I looked up the source for the update function, and it's implemented by the java.util.zip.CRC32.java file. The specific function called is the overloaded update() method with three arguments. Since this function is implemented in Java, is it possible that multiple layers of abstraction (Hadoop, JVM, CPU instructions) are reducing the native efficiency of CRC calculation?

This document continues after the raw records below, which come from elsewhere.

PR #299, opened 2015-05-15
Update README.md

### LINKED ISSUE #285: Update readme
Doesn't contain ```redis-server &; python manage.py worker``` to get the queue going.

swglad:
Closes #285.

### DIFF
--- a/README.md
+++ b/README.md
@@ -28,10 +28,10 @@ The site was built for the CS98 course at Dartmouth College.
 
 ## Run Locally
 1. Start up a local server: ```python manage.py server```
-2. In another terminal session,
+2. In another terminal session, [optional]
 	1. Start up a redis server: ```redis-server &```
 	2. Start up an instance of the worker: ```python manage.py worker &```
-3. Start up the scraper: ```python manage.py scrape```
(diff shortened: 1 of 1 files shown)


README.md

Finally, is there something grossly wrong with my VisualVM instrumentation methodology, or interpretation of the sampling results?
Thanks,
To your first question, I think the answer is that the CRC files have replicas and can be corrupted. For example, assume we have a bunch of files/directories with replication factor of 2, then following scenarios can happen and CRC will need to be recalculated and updated:
Delete meta file on one replica
Truncates meta file on one replica
Corrupts the meta file header on one replica
Corrupts any random offset and portion of the meta file
Swaps two meta files, i.e the format of the meta files are valid but their CRCs do not match with their corresponding data blocks
If you take a look at the JIRA issues for Hadoop Common, you can find many issues related with CRC corruption.
For the second question, could you tell me which version of Hadoop are you using? The efficiency of CRC has been complained and improved again and again.